American ultralight aircraft

The Volmer VJ-24W SunFun is an American high-wing, strut-braced, single-seat, pod-and-boom motor glider and ultralight aircraft that was designed by Volmer Jensen and provided as plans for amateur construction by his company Volmer Aircraft of Glendale, California.

==Design and development==
The SunFun started as a foot-launched glider design, the VJ-24, and was developed into a wheeled undercarriage motor glider, the VJ-24W. The VJ-24 was derived from the earlier Volmer VJ-23 Swingwing and differed from that design by replacing the wooden structure with metal and employing a constant chord, strut-braced wing in place of the VJ-23's cantilever, tapered wing.

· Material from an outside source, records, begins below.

PR #2697, opened 2019-05-02
Force a connection per placement for coordinator INSERT .. SELECT with modifying CTEs

onderkalaci:
This PR is against unified_executor branch.

Fixes quite a few queries in `with_modifying.sql` and some others
as well.

The new executor can re-use the same connection for modifying
multiple placements. However, INSERT .. SELECT via coordinator,
which internally implements COPY, is not capable of doing
that (yet).

When modifying CTEs are followed by a coordinator INSERT .. SELECT,
it is very likely to error out. Thus, we detect those cases and
force one connection per placement for the modifying CTEs.

I think we should discuss this along with #2687 because that could also
work for this case, but, probably a lot slower. So, we may or may not
decide to merge this PR.

I think @pykello will be the primary reviewer, but, still getting @marcocitus's
feedback regarding this vs #2687 would be nice.

### DIFF
--- a/src/backend/distributed/executor/insert_select_executor.c
+++ b/src/backend/distributed/executor/insert_select_executor.c
@@ -36,6 +36,8 @@
 #include "utils/snapmgr.h"
 
 
+static char * GetForceMaxQueryParallelization(void);
+static void SetLocalMaxQueryParallelization(char *value);
 static void ExecuteSelectIntoRelation(Oid targetRelationId, List *insertTargetList,
 									  Query *selectQuery, EState *executorState);
 static HTAB * ExecuteSelectIntoColocatedIntermediateResults(Oid targetRelationId,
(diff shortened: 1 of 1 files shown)


pykello:
I am a bit hesitant about merging this, since although it fixes one problem, but might surface some other problems. For example, if a modifying CTE is followed by a DDL/DML in a transaction.

I think we should fix INSERT ... INTO SELECT before merging unified_executor, otherwise this, #2702, and probably some other regression tests will need fixes which although fix some problem, but just create some other problems.

What do you think?

marcocitus:
I think if we can cleanly merge #2702 to master without significant extra effort that seems like a good approach. Note that on the master branch it wouldn't have any benefit if the INSERT..SELECT part goes through the multi-shard executor, although we could do sequential execution to at least be able to test the behavior.

onderkalaci:
I agree with your comments. The main motivation for me to open this PR is to get all the regression tests pass -- with less `citus.force_max_query_parallelization` in the tests -- since we've initially considered #2702 as a change on top of the new executor on the master branch. Since we've decided to prioritize that change for 8.3, I'm happy to close this in favor of #2702

PR #2700, opened 2019-05-06
Rebuild WaitEventSet only when connection set changes.

pykello:
We should rebuild the wait event set only when the set of connections or the events we are interested in changes.

### DIFF
--- a/src/backend/distributed/executor/executor.c
+++ b/src/backend/distributed/executor/executor.c
@@ -57,10 +57,21 @@ typedef struct DistributedExecution
 	List *sessionList;
 
 	/*
-	 * Flag to indiciate that the number of connections has changed
-	 * and the WaitEventSet needs to be rebuilt.
+	 * Flag to indiciate that the set of connections we are interested
+	 * in has changed and waitEventSet needs to be rebuilt.
 	 */
-	bool rebuildWaitEventSet;
+	bool connectionSetChanged;
+
+	/*
+	 * Flag to indiciate that the set of wait events we are interested
+	 * in might have changed and waitEventSet needs to be updated.
+	 * 
+	 * Note that we set this flag whenever we assign a value to waitFlags,
+	 * but we don't check that the waitFlags is actually different from the
+	 * previous value. So we might have some false positives for this flag,
+	 * which is OK, because in this case ModifyWaitEvent() is noop.
+	 */
+	bool waitFlagsChanged;
 
 	/*
 	 * The number of connections we aim to open per worker.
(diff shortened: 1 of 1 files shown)


src/backend/distributed/executor/executor.c
```diff
@@ -600,6 +604,12 @@ FinishDistributedExecution(DistributedExecution *execution)
 		/* prevent copying shards in same transaction */
 		XactModificationLevel = XACT_MODIFICATION_DATA;
 	}
+
+	if (execution->waitEventSet != NULL)
+	{
+		FreeWaitEventSet(execution->waitEventSet);
```
marcocitus: Would it be sufficient to do this at the end of `RunDistributedExecution`. If so, can `waitEventSet` remain a local variable?

src/backend/distributed/executor/executor.c
```diff
@@ -1211,9 +1231,11 @@ ConnectionStateMachine(WorkerSession *session)
 
 					connection->waitFlags = WL_SOCKET_WRITEABLE;
 					connection->connectionState = MULTI_CONNECTION_CONNECTED;
-					break;
 				}
 
+				/* connection->waitFlags has changed, we need to rebuild the WaitEventSet */
+				execution->rebuildWaitEventSet = true;
```
marcocitus: As long as we're not adding or removing (in case of a failure) a connection, we could use `ModifyWaitEvent` and avoid rebuilding the `WaitEventSet`

pykello: done

src/backend/distributed/executor/executor.c
pykello: done

src/backend/distributed/executor/executor.c
```diff
@@ -57,10 +57,16 @@ typedef struct DistributedExecution
...
+	 * in has changed and waitEventSet needs to be rebuilt.
 	 */
-	bool rebuildWaitEventSet;
+	bool connectionSetChanged;
+
+	/*
+	 * Flag to indiciate that the set of wait events we are interested
+	 * in has changed and waitEventSet needs to be updated.
+	 */
+	bool waitFlagsChanged;
```
marcocitus: I think we set this flag somewhat liberally, since we don't check whether the flags actually changed, but that seems mostly fine because `ModifyWaitEvent` is a noop when the flags don't change. Maybe we can add a comment to that effect somewhere?

pykello: done. update the comments above `waitFlagsChanged`.

src/backend/distributed/executor/executor.c
```diff
@@ -1063,17 +1088,14 @@ RunDistributedExecution(DistributedExecution *execution)
...
-		}
-
+		FreeWaitEventSet(waitEventSet);
 		pfree(events);
 
 		PG_RE_THROW();
 	}
 	PG_END_TRY();
+
+	FreeWaitEventSet(waitEventSet);
```
marcocitus: this could maybe just be after `pfree(events);`

pykello: done

PR #2701, opened 2019-05-06
Fix mixed declarations and code warnings

pykello:
This fixes some build fails.


jasonmp85:
So… these aren't failing in CircleCI? That's odd… I thought our `CFLAGS` were set up to flag these.

PR #2702, opened 2019-05-07
Use ExecuteTaskList() for CreateShardsOnWorkers()

pykello:
This will only work after COPY goes through unified executor, but I thought it can be reviewed individually.


pykello:
This requires multiple copy commands be able to share one connection, so it is blocked on #2687.

src/backend/distributed/master/master_stage_protocol.c
```diff
@@ -556,41 +528,35 @@ CreateShardsOnWorkers(Oid distributedRelationId, List *shardPlacements,
...
 
-		if (useExclusiveConnection)
+		commands = WorkerCreateShardCommandList(distributedRelationId, shardIndex,
+												shardId, ddlCommandList,
+												foreignConstraintCommandList);
+		foreach(commandCell, commands)
 		{
-			ClaimConnectionExclusively(connection);
-			claimedConnectionList = lappend(claimedConnectionList, connection);
+			const char *command = lfirst(commandCell);
```
onderkalaci: Hmm, I'm still thinking on this. We probably never have other places with multiple commands in the `task->queryString`.  I'm trying to understand the implications of this.

I think it is also not a good idea to make each command as a separate task because there is no guarantee of execution of the tasks. So we might try to create fkey before the shard is created etc.

We're implicitly always going from 0th to last element in the task list. But still sounds dangerous. 

In sequential execution PR, @marcocitus mentioned about creating dependencies among the tasks. Still, that probably require a big change.

Any other alternatives can we think of?

marcocitus: I think concatenating query strings is acceptable and will help improve performance. The TransactionStateMachine will happily loop around in REMOTE_TRANSACTION_CLEARING_RESULTS after sending it. 

There are other cases in the Citus code base where we concatenate commands. The task-tracker executor does it a lot.

onderkalaci: Thanks for the note! Then I'll stick to this solution

marcocitus: We also do this in the unified executor already whenever we send BEGIN.

src/backend/distributed/master/master_stage_protocol.c
```diff
@@ -556,41 +528,35 @@ CreateShardsOnWorkers(Oid distributedRelationId, List *shardPlacements,
...
-	 * We need to unclaim all connections to make them usable again for the copy
-	 * command, otherwise copy going to open new connections to placements and
-	 * can not see uncommitted changes.
-	 */
-	foreach(connectionCell, claimedConnectionList)
-	{
-		MultiConnection *connection = (MultiConnection *) lfirst(connectionCell);
-		UnclaimConnection(connection);
-	}
+	poolSize = InCoordinatedTransaction() ? DEFAULT_POOL_SIZE : 1;
```
marcocitus: I think we could just as well let it use multiple connections.

marcocitus: oh, maybe not because of the long name issues.

pykello:
Closing, because we have https://github.com/citusdata/citus/pull/2770 now.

The aircraft is built from aluminium tubing covered with aircraft fabric. The 36.5 ft span wing is braced by V-struts, supported by triangular jury struts. The fuselage is built around a keel tube that mounts the cruciform tail at the aft end, the wing and cockpit in the center and the engine at the front. The specified engines are the Yamaha KT100 15 hp go-kart powerplant and the 10 hp McCulloch MAC-101, mounted in tractor configuration on the front of the keel tube, above the aircraft's nose. The landing gear is of conventional configuration, using spoked bicycle wheels for the main gear. Pilot weight is limited to 200 lb.

The take-off and landing distances with the 15 hp engine are both 100 ft.

In 1998 plans cost US$100 and the estimated cost of the materials to build the VJ-24W were US$2400. The estimated construction time is 250 hours.

==Variants==
- VJ-24
Unpowered three axis-controlled hang glider version, foot launched and landed. Glide ratio is 9:1 at 20 mph and minimum sink is 180 fpm.
- VJ-24W
Powered version with wheeled landing gear.